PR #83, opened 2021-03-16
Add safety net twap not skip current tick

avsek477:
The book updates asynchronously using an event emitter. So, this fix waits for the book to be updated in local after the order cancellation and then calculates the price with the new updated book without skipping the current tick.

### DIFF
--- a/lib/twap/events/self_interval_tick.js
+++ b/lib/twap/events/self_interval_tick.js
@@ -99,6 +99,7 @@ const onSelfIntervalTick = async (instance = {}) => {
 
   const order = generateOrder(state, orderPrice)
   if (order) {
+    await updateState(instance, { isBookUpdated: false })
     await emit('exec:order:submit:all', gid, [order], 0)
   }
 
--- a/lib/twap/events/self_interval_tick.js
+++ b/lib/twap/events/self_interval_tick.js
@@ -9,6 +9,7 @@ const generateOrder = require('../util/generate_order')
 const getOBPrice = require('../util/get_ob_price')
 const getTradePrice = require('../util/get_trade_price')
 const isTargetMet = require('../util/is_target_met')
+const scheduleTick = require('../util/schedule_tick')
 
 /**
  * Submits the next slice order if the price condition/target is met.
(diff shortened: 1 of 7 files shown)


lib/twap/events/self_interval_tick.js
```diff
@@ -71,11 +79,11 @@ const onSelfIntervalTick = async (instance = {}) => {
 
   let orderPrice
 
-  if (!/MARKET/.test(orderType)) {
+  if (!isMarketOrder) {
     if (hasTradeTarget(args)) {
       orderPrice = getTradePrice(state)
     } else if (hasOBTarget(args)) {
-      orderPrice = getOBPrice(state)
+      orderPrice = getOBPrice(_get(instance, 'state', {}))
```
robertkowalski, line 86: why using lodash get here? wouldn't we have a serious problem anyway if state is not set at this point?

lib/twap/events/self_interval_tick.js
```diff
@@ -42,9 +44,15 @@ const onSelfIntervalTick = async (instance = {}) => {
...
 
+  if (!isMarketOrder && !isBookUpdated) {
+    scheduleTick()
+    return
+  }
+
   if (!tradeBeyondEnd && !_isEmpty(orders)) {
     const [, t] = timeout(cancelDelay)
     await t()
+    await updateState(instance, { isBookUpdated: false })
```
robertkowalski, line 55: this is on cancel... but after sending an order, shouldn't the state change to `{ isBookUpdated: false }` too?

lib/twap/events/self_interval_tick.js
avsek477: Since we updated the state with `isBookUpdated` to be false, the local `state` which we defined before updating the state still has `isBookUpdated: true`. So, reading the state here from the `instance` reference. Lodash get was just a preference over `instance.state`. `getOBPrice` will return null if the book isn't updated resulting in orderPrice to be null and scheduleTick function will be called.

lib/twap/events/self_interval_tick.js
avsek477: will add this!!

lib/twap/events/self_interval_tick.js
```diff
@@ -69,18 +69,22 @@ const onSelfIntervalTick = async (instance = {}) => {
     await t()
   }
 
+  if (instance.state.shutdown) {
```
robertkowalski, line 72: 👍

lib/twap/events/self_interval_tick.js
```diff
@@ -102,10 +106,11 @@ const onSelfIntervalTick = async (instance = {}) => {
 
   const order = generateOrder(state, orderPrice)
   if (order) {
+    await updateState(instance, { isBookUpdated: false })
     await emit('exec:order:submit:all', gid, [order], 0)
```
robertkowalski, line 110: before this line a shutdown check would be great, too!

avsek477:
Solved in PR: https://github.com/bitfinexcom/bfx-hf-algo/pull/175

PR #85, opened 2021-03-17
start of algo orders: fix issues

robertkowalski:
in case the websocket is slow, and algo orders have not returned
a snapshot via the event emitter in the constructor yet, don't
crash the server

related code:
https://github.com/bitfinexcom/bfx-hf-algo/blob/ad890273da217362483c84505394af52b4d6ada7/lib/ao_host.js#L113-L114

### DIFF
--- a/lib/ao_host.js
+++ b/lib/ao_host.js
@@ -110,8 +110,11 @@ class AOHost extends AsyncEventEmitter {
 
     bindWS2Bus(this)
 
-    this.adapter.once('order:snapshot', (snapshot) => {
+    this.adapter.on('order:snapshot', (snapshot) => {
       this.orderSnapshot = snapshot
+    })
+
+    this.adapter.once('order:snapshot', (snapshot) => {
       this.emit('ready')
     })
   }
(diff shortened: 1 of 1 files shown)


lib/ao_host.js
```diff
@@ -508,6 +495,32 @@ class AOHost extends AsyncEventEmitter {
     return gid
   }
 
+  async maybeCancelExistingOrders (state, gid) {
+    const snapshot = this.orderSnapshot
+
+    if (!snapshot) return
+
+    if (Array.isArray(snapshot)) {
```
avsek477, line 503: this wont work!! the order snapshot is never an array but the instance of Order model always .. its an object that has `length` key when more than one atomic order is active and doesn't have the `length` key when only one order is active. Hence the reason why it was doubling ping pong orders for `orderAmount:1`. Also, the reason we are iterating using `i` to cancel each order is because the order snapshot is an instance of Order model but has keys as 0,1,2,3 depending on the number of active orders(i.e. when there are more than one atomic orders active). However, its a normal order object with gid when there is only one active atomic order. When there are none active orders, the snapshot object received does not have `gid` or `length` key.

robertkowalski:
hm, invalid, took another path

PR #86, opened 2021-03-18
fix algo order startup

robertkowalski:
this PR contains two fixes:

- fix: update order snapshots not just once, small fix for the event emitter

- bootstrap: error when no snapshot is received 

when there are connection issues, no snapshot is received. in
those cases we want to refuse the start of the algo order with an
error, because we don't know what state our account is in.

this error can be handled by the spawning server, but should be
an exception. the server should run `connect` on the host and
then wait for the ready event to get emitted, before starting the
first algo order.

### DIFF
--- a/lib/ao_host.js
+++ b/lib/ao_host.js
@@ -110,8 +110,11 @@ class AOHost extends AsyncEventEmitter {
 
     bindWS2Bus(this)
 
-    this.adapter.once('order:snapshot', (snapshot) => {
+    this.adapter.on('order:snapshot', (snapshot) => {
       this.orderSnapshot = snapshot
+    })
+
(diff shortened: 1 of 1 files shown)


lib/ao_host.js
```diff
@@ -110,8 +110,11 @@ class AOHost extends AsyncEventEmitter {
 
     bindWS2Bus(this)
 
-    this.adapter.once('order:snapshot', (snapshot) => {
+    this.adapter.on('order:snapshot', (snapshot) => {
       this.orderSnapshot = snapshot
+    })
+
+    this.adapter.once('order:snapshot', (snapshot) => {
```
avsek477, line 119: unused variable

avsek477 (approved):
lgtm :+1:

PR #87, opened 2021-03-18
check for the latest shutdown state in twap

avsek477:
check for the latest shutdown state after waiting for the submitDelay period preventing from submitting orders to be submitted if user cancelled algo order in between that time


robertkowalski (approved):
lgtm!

* * *

From the entries above, tally the lines that contain the string "when". Report the total and nothing more.

[THE ANSWER]:
3